Instructions In this project you will investigate the exponential distribution in R and compare it with the Central Limit Theorem. The exponential distribution can be simulated in R with rexp(n, lambda) where lambda is the rate parameter. The mean of exponential distribution is 1/lambda and the standard deviation is also 1/lambda. Set lambda = 0.2 for all of the simulations. You will investigate the distribution of averages of 40 exponentials. Note that you will need to do a thousand simulations.

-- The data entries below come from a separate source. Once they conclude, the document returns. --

PR #58, opened 2021-02-04
validation consolidation

yangcao77:
### What does this PR do?
This PR integrates validation into devfile/libaray
also updates the api test to generate valid devfiles for tests

https://github.com/devfile/api/issues/337

### DIFF
--- a/tests/api/parser_v200_verify_test.go
+++ b/tests/api/parser_v200_verify_test.go
@@ -22,10 +22,10 @@ const (
 
 // TestContent - structure used by a test to configure the tests to run
 type TestContent struct {
-	CommandTypes     []schema.CommandType
-	ComponentTypes   []schema.ComponentType
-	FileName         string
-	EditContent      bool
+	CommandTypes   []schema.CommandType
+	ComponentTypes []schema.ComponentType
+	FileName       string
+	EditContent    bool
 }
 
 func Test_ExecCommand(t *testing.T) {
@@ -45,7 +45,6 @@ func Test_ExecCommandEdit(t *testing.T) {
 	runMultiThreadTest(testContent, t)
 }
 
-
 func Test_CompositeCommand(t *testing.T) {
 	testContent := TestContent{}
 	testContent.CommandTypes = []schema.CommandType{schema.CompositeCommandType}
@@ -63,11 +62,10 @@ func Test_CompositeCommandEdit(t *testing.T) {
 	runMultiThreadTest(testContent, t)
 }
 
-
 func Test_MultiCommand(t *testing.T) {
 	testContent := TestContent{}
 	testContent.CommandTypes = []schema.CommandType{schema.ExecCommandType,
-													schema.CompositeCommandType}
+		schema.CompositeCommandType}
 	testContent.EditContent = true
 	testContent.FileName = utils.GetDevFileName()
 	runTest(testContent, t)
@@ -153,9 +151,9 @@ func runMultiThreadTest(testContent TestContent, t *testing.T) {
 func runTest(testContent TestContent, t *testing.T) {
 
 	utils.LogMessage(fmt.Sprintf("Start test for %s", testContent.FileName))
-	testDevfile,err := utils.GetDevfile(testContent.FileName)
-	if err!=nil {
-		t.Fatalf(utils.LogMessage(fmt.Sprintf("Error creating devfile : %v",err)))
+	testDevfile, err := utils.GetDevfile(testContent.FileName)
+	if err != nil {
+		t.Fatalf(utils.LogMessage(fmt.Sprintf("Error creating devfile : %v", err)))
 	}
 
 	if len(testContent.CommandTypes) > 0 {
--- a/tests/api/parser_v200_verify_test.go
+++ b/tests/api/parser_v200_verify_test.go
@@ -25,14 +25,12 @@ type TestContent struct {
 	CommandTypes     []schema.CommandType
 	ComponentTypes   []schema.ComponentType
 	FileName         string
-	CreateWithParser bool
 	EditContent      bool
 }
 
 func Test_ExecCommand(t *testing.T) {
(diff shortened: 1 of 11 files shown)


mmulholla:
Notes on test updates. I had to rewire the tests for validations: 

1. When testing an exec command a component container is also needed with the command id listed. 
2. When testing a component container with a list of commands the commands must also exists in the devfile.
3. When testing component container with a volume to component volume must also exist.
4. When testing a composite command the commands listed must also exist.
5. Groups, each kind added to the devfile requires at least one and no more that one defaults.
6. The ports specified in endpoints must be unique.

Apart from the obvious addition of logic for these I added, for example, commandAdded (called whenever a command is created) and commandUpadated (called whenever a command is updated). These methods keep the test and parser data updated for when they are written and actually simplifies other areas of the code. However this is key to supporting edits that affect, for example, both commands and components.

tests/utils/component_test_utils.go
```diff
@@ -37,62 +51,84 @@ func getSchemaComponent(components []schema.Component, name string) (*schema.Com
...
 	containerComponent.Image = GetRandomUniqueString(8+GetRandomNumber(10), false)
 
 	if GetBinaryDecision() {
 		numCommands := GetRandomNumber(3)
-		containerComponent.Command = make([]string, numCommands)
 		for i := 0; i < numCommands; i++ {
-			containerComponent.Command[i] = GetRandomString(4+GetRandomNumber(10), false)
-			LogInfoMessage(fmt.Sprintf("....... command %d of %d : %s", i, numCommands, containerComponent.Command[i]))
+			commandId := GetRandomString(4+GetRandomNumber(10), true)
+			containerComponent.Command = append(containerComponent.Command, commandId)
```
yangcao77, line 130: The `command` field under container component is unrelated to `Commands`  defined in devfile. 
`command` and `args` in container are actually the docker container entrypoints(in dockerfile)

This restriction should be removed

tests/utils/component_test_utils.go
```diff
@@ -130,42 +166,45 @@ func setContainerComponentValues(containerComponent *schema.ContainerComponent)
...
-		containerComponent.VolumeMounts = nil
+	if len(containerComponent.VolumeMounts) == 0 {
+		if GetBinaryDecision() {
+			containerComponent.VolumeMounts = devfile.addVolume(GetRandomNumber(4))
+		}
 	}
 
 	if GetBinaryDecision() {
-		containerComponent.Endpoints = CreateEndpoints()
+		containerComponent.Endpoints = devfile.CreateEndpoints()
```
yangcao77, line 176: Are we going  to test component with multiple endpoints in the future?
Just to note that, the port defined in endpoints has to be unique across components, but same container can have multiple endpoints sharing  the same port.  

So the restriction looks correct in the current test coverage, but are we looking to expend the coverage?

tests/utils/component_test_utils.go
mmulholla: removed. Main change was when I created an exec command I called a function to add the command to the container - now the function just returns the name of a container without adding the command to it.

tests/utils/component_test_utils.go
mmulholla: Test already includes multiple endpoints. Updated the test so that it will randomly use the same port when adding multiple endpointd to a given container.

tests/utils/command_test_utils.go
```diff
@@ -34,79 +47,81 @@ func addAttributes(numAtrributes int) map[string]string {
...
-
-// generateCommand creates a command of a specified type in a schema structure
-func generateCommand(commandType schema.CommandType) schema.Command {
-	command := schema.Command{}
-	command.Id = GetRandomUniqueString(8, true)
-	LogInfoMessage(fmt.Sprintf("command Id: %s", command.Id))
+// AddCommand creates a command of a specified type in a schema structure and pupulates it with random attributes
+func (devfile *TestDevfile) AddCommand(commandType schema.CommandType) schema.Command {
 
+	var command *schema.Command
```
yangcao77, line 69: perhaps create type of `schema.Command`, and pass in `&command`
can use a switch case here. depends on your preference

tests/api/parser_v200_verify_test.go
```diff
@@ -80,27 +56,6 @@ func Test_CompositeCommand(t *testing.T) {
...
-	runTest(testContent, t)
-	runMultiThreadTest(testContent, t)
-}
-
-func Test_CompositeCommandEditParserCreate(t *testing.T) {
-	testContent := TestContent{}
-	testContent.CommandTypes = []schema.CommandType{schema.CompositeCommandType}
-	testContent.CreateWithParser = true
 	testContent.EditContent = true
 	testContent.FileName = utils.GetDevFileName()
```
yangcao77, line 60: minor suggestion: 
I saw all the tests created are setting those values. can create a func `newTestContent()`
```
newTestContent(commandType, editContent) {
	testContent := TestContent{}
	testContent.CommandTypes = commandType
	testContent.EditContent = editContent
	testContent.FileName = utils.GetDevFileName()

        return testContent
}

```

yangcao77:
Martim's test changes overall look good, just some minor suggestions.

tests/utils/command_test_utils.go
mmulholla: I kind of like it how it is but can looks at it more. OK to defer to later?

tests/api/parser_v200_verify_test.go
mmulholla: The kicker here is that utils.GetDevFileName() creates a filename based on the calling function name so it needs to be in the test function. I could update it to walk the stack until it finds the Test_* function but would rather not in this pull request.  Also I have though of similar in the past but just thought it would not save much.

mmulholla:
@elsony are we good to merge now? Can you approve?

elsony (approved):
/lgtm

PR #575, opened 2026-02-18
feat: Add `Disable Play Store updates`, `Custom branding name for Reddit`, improve `Change package name`

wchill:
### Description

- Adds `Disable Play Store updates` (previously called `Change version code`).
- Adds `Custom branding name for Reddit` (currently only changes the app launcher name).
- Changes universal `Change package name` to work with Reddit and other apps that previously did not work with the patch.

### Additional context

Do not merge until all of the below have been merged.
- [x] Patcher: https://github.com/MorpheApp/morphe-patcher/pull/48 
- [x] CLI: https://github.com/MorpheApp/morphe-cli/pull/55
- [x] Manager: https://github.com/MorpheApp/morphe-manager/pull/273

### Test results


cyberboh:
Is it possible to add `Change version code` patch into Reddit? It can be used to hide update appear in play store.

wchill:
It shouldn't be necessary with the change package name patch.

inotia00:
iirc, if the `Change package name` patch is applied to Reddit, you can not log in to your account.

See: https://github.com/inotia00/ReVanced_Extended/issues/2912.

The last version that allowed login after applying the `Change package name` patch was Reddit 2023.39.1, but Reddit recently blocked logins with that version.

cyberboh:
> It shouldn't be necessary with the change package name patch.

It is too risky, tbh. `Changing the version code` is safer. I’ve been using it on an old `Twitter` version `10.49.0` for almost a year with no issues so far. If it’s possible to adapt that patch to `Reddit`, it would be much more useful, otherwise it might not be worth the risk.

wchill:
I found some spots in the login flow where the modified package name is being sent, I'll try and adapt the patch to work.

LisoUseInAIKyrios:
Does changing the package name affect "open with" for other apps that can open/send to reddit?

I'm not sure if any apps do this, but I think changing package name will break that functionality.

wchill:
I don't think there are any apps that do that. I imagine everything just goes through the normal intent handler system.

patches/src/main/kotlin/app/morphe/patches/reddit/layout/branding/name/CustomBrandingNamePatch.kt
```diff
@@ -0,0 +1,67 @@
...
+        document("res/values-v24/strings.xml").use { document ->
+            mapOf(
+                "app_name" to appName
+            ).forEach { (k, v) ->
+                val stringElement = document.createElement("string")
+
+                stringElement.setAttribute("name", k)
+                stringElement.textContent = v
+
+                document.getElementsByTagName("resources").item(0).appendChild(stringElement)
```
kitadai31, line 64:
```suggestion
                document.documentElement.appendChild(stringElement)
```

In general, to get the root element of the document (in this case `<resources>`), use  `documentElement`.
(It is `getDocumentElement()` replaced by kotlin's implicit getters.)

In addition, getting the same element each time in a loop can be slow. (Especially when calling `childNodes`)
However, since it only loops once in this case, it should be fine as is.

wchill:
@inotia00 the login not working is due to a recaptcha API call that fails when the name is changed. Once this is patched, this patch works again.

The package name does leak through in other telemetry, but so does the app name, so YMMV when it comes to reddit detecting or caring about it.

image

LisoUseInAIKyrios:
Maybe change package name should also bytecode patch and change all usage of `context.getPackageName()` to use the original package name. Can extract the logic so the generic change package name and the reddit specific patch can use it (or reddit change package name patch depends on universal change package name).

patches/src/main/kotlin/app/morphe/patches/reddit/layout/branding/packagename/ChangePackageNamePatch.kt
```diff
@@ -0,0 +1,133 @@
...
+            writeText(
+                readText()
+                    .replace(
+                        "package=\"$PACKAGE_NAME_REDDIT",
+                        "package=\"$redditPackageName"
+                    )
+                    .replace(
+                        "$PACKAGE_NAME_REDDIT.DYNAMIC_RECEIVER_NOT_EXPORTED_PERMISSION",
+                        "$redditPackageName.DYNAMIC_RECEIVER_NOT_EXPORTED_PERMISSION"
+                    )
```
LisoUseInAIKyrios: Some of this functionality is already in the universal change package name patch:

```
            if (updatePermissions == true) {
                val permissions = manifest.getElementsByTagName("permission").asSequence()
                val usesPermissions = manifest.getElementsByTagName("uses-permission").asSequence()

                val receiverNotExported = "DYNAMIC_RECEIVER_NOT_EXPORTED_PERMISSION"

                (permissions + usesPermissions)
                    .map { it as Element }
                    .filter { it.getAttribute("android:name") == "$packageName.$receiverNotExported" }
                    .forEach { it.setAttribute("android:name", "$newPackageName.$receiverNotExported") }
            }
```

Can all the reddit specific logic be moved into the universal change package name, and the only reddit specific patch is change app name?  We can add reddit specific logic to the universal patch that only applies if the original package name is Reddit. That would simplify two patches (a universal change package name and a Reddit specific patch), into just one universal patch.

Should change app name be a separate universal patch of it's own?

wchill:
Changing all instances of context.getPackageName() is likely to break things, hence I didn't do this.

LisoUseInAIKyrios:
Changing the bytecode package name could be a patch option in the universal patch (default off).

optimatrix0:
I’ve been following the discussion about the version code patch, and I’d like to raise a few important points.

First, not everyone wants to change the package name, especially if it’s not strictly necessary for a given build. Even though the package name can be altered, that approach is usually reserved for clone versions of an app.

Second, whenever possible, keeping the original package name provides better compatibility overall. For less technical users in particular, having the original Reddit package name would be more practical, as it would reduce the need for additional modifications just to make the app work — and it could also lower your maintenance workload.

Another factor is that this is a community-driven project. Adding support for version code changes is something users are actively requesting. If implemented as a universal patch, it would especially benefit non-root devices, which represent the vast majority of users today. Root usage has dropped significantly due to major changes from Google, so solutions that work without root are increasingly important.

In short, making Morph compatible with version code modification would help avoid package conflicts, reduce the need for repackaging, and respond directly to community demand. I understand this may not align perfectly with your ideal design, but I hope you’ll consider it and share your thoughts.

Personally, I just want to be able to open Google Play, tap “Update all,” and check for updates without issues. Right now, that’s not possible because Reddit remains out of date.

If this approach isn’t acceptable, then setting a different package name as the default could at least prevent conflicts from happening in the first place.

optimatrix0:
Huge congratulations to the team. Reducing the RAM requirements for the patching process is something that will benefit everyone — especially users like me on mid-range devices (hello from a Moto G75 😄).

Another great point is how fast this project is evolving. Compared to similar efforts, the pace of development here has been impressive, and that’s fantastic for us users.

Please don’t interpret my previous comment as negativity. At most, it’s constructive criticism — just an idea I thought might be helpful, even if it may or may not fit your vision.

That said, if you ever decided to switch the Reddit package name to something aligned with Morph apps (for example, app.morph.* similar to what’s done for YouTube or YouTube Music), that would also be perfectly fine — arguably even better. In that scenario, updates could be fully managed by the manager, and users wouldn’t have to deal with Google Play flagging the original app as outdated.

Either way, your project is a solid 10/10. It’s refreshing to see active development and responsiveness to the community. I also recently caught up on the broader drama around similar projects — including the PR that sat in review for 11 months — and yeah, that kind of situation is frustrating for anyone who has followed those spaces for a while.

Keep up the amazing work.

wchill:
Universal version code patch is fine, I just am not going to add it to this PR. Main reason for me to add a package name patch is so that I can test without having to juggle both the unpatched and patched apps on the same device.

wchill:
@LisoUseInAIKyrios I need a way to get the package name from a bytecode patch in order to do the universal patch for context.getPackageName(). So the related patcher change will need to land before I can write the code for it.

LisoUseInAIKyrios:
Does the matching patcher PR have that change? Add the change to that PR or make a separate if needed.

LisoUseInAIKyrios:
Change version code should be applied by default for Reddit.

I don't see any use case of allowing app store updates for any patched Reddit install 

And since we're trying to eliminate the problematic "pick and choose" patches of expert mode, that means the patch should be applied as a dependency of a core reddit patch (or use some other way change version code is applied by default to Reddit).

wchill:
inotia is already working on the change version code patch using the raw manifest, right? Though I suppose modifying the raw manifest might run into issues if AndroidManifest.xml is modified in other ways, so it would make sense to just implement it here.

LisoUseInAIKyrios:
With arsclib the universal version code patch will work, right? A raw patch strategy may not be needed if the universal patch can be used.

patches/src/main/kotlin/app/morphe/patches/all/misc/versioncode/ChangeVersionCodePatch.kt
```diff
@@ -0,0 +1,29 @@
+package app.morphe.patches.all.misc.versioncode
+
+import app.morphe.patcher.patch.intOption
+import app.morphe.patcher.patch.resourcePatch
+import app.morphe.util.getNode
+import org.w3c.dom.Element
+
+internal val changeVersionCodePatch = resourcePatch(
+    name = "Change version code",
```
LisoUseInAIKyrios: Just to be clear, this code is from RVX and was present before we recently refactored and deleted stuff.

patches/src/main/kotlin/app/morphe/patches/all/misc/versioncode/ChangeVersionCodePatch.kt
```diff
@@ -0,0 +1,29 @@
...
+    description = "Changes the version code of the app. This can be useful to prevent Play Store updates, but can also lead to unexpected issues.",
+    use = false
+) {
+    val versionCodeOption by intOption(
+        key = "versionCode",
+        default = 2100000000,
+        title = "Version code",
```
LisoUseInAIKyrios: Can we delete this option?

It has never made sense to use the lowest version code. That will permanently turn on app store nags.

It should always use the highest version code.

wchill:
Added universal version code patch and added it as a dependency to the settings patch.

For the package name, I modified BytecodePatchContext to just make the packageMetadata available

patches/src/main/kotlin/app/morphe/patches/all/misc/versioncode/ChangeVersionCodePatch.kt
```diff
@@ -0,0 +1,29 @@
+package app.morphe.patches.all.misc.versioncode
+
+import app.morphe.patcher.patch.intOption
+import app.morphe.patcher.patch.resourcePatch
+import app.morphe.util.getNode
+import org.w3c.dom.Element
+
+internal val changeVersionCodePatch = resourcePatch(
+    name = "Change version code",
+    description = "Changes the version code of the app. This can be useful to prevent Play Store updates, but can also lead to unexpected issues.",
```
LisoUseInAIKyrios: Should we rename this to `Disable app store updates` or something similar.

Users should not be forced to translate technical jargon onto something they can more easily understand.

 They should know what a patch does for them. `Hide ads`, `Disable swipe controls`, etc.

patches/src/main/kotlin/app/morphe/patches/all/misc/versioncode/ChangeVersionCodePatch.kt
wchill: I actually wrote this one from scratch, it's not copied from there. So it's original code

LisoUseInAIKyrios: Oh even better.

patches/src/main/kotlin/app/morphe/patches/reddit/layout/branding/name/CustomBrandingNamePatch.kt
```diff
@@ -0,0 +1,67 @@
...
+import java.io.FileWriter
+import java.nio.file.Files
+
+private const val APP_NAME = "Reddit Morphe"
+
+@Suppress("unused")
+val customBrandingNamePatch = resourcePatch(
+    name = "Custom branding name for Reddit",
+    description = "Changes the Reddit app name to the name specified in patch options.",
+) {
```
LisoUseInAIKyrios, line 22: Should this be default off?

patches/src/main/kotlin/app/morphe/patches/reddit/layout/branding/packagename/ChangePackageNamePatch.kt
```diff
@@ -0,0 +1,85 @@
...
+val changePackageNamePatch = baseChangePackageNamePatch(
+    name = "Change Reddit package name",
+    description = "Changes the package name for Reddit to the name specified in patch options.",
+    shouldUpdatePermissions = true,
+    shouldUpdateProviders = true,
+    shouldPatchGetPackageName = false,
+    block = {
+        compatibleWith(COMPATIBILITY_REDDIT)
+        dependsOn(spoofSignaturePatch, recaptchaPatch)
+    },
```
LisoUseInAIKyrios: Should we incorporate the Reddit specific changes into the universal change package name patch? Then it's just one patch instead of the possibility of picking two (universal change package name and Reddit specific).

Since disable play store updates patch (change version code) is now universal and a dependency for Reddit, that means all patched Reddit apps have app store updates off.  So changing package name could be an opt-in expert mode universal patch, just like it is for all other apps.

wchill: We can punt that decision for now, just remove the name so it disables the patch but leave it in

patches/src/main/kotlin/app/morphe/patches/reddit/layout/branding/name/CustomBrandingNamePatch.kt
wchill: Up to you, is it off by default for YouTube?

patches/src/main/kotlin/app/morphe/patches/reddit/layout/branding/packagename/ChangePackageNamePatch.kt
wchill: As for the actual decision here, I'd rather be in favor of coming up with a way to hide the universal patch in favor of the reddit-specific one when reddit is selected. Consolidating all package-specific changes into universal patches smells like an anti-pattern when the potential changes to fix breakage for each app are likely to be wildly different.

patches/src/main/kotlin/app/morphe/patches/reddit/layout/branding/name/CustomBrandingNamePatch.kt
wchill: Set it off for now

patches/src/main/kotlin/app/morphe/patches/reddit/layout/branding/packagename/ChangePackageNamePatch.kt
LisoUseInAIKyrios: Change package name is a little unique because it works for any app, which means it may need some app specific tweaks. If we can keep the app specific code isolated then I think it may be worth it to logically have just one patch where the end user doesn't need to know or care about how it works.

In the future maybe sub-patches can exist based on package name and Manager/CLI treats them as a single patch (base universal change package name + reddit change package).  Would need patcher support.

LisoUseInAIKyrios: We can keep this how it is for now. I hate refactoring dsl patches because the simple is now unnecessarily complicated by recreating abstract classes passing around blocks for methods. We should ditch DSL for patches soon.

Illustrate via simulation and associated explanatory text the properties of the distribution of the mean of 40 exponentials. You should
Set the parameters for our sample
set.seed(123)
nSim <- 1000 # number of simulations
n <- 40 # sample size
lambda <- 0.2 # lambda for the exponential distribution
Generate 1000 simulations, each with 40 samples
# generate n*nSim number of random number
data <- rexp(n*nSim, lambda)
dataMatrix <- matrix(ncol = n, data) # put them in a matrix
Caculate the mean and variance of the 1000 simulation
# calculate the mean of each row and put them in data frame for ggplot
sampleMean <- data.frame(sampleMean = apply(dataMatrix, 1,mean))
# calculate the mean and variance
mean_sampleMean <- mean(sampleMean$sampleMean)
var_sampleMean <- var(sampleMean$sampleMean)
Calculate the mean and variance of Normal Distribution
# for the theoretical mean, std and variance
meanTheo <- 1/lambda
stdTheo <- (1/lambda)/sqrt(n)
varTheo <- stdTheo^2
Print out the mean and variance of Simulation and Normal for comparison
#Companring sample and theoretical mean, variance
cat("Sample Mean:", mean_sampleMean, "\nTheoretical Mean:",meanTheo)
## Sample Mean: 5.011911
## Theoretical Mean: 5
cat("Sample Variance:", var_sampleMean, "\nTheoretical Variance:", varTheo )
## Sample Variance: 0.6088292
## Theoretical Variance: 0.625
As we can see, the mean and variance of the simluation are very close to that of a Normal Distribution. That anwer the question 1 & 2 and also confirms the Central Limit Theorem.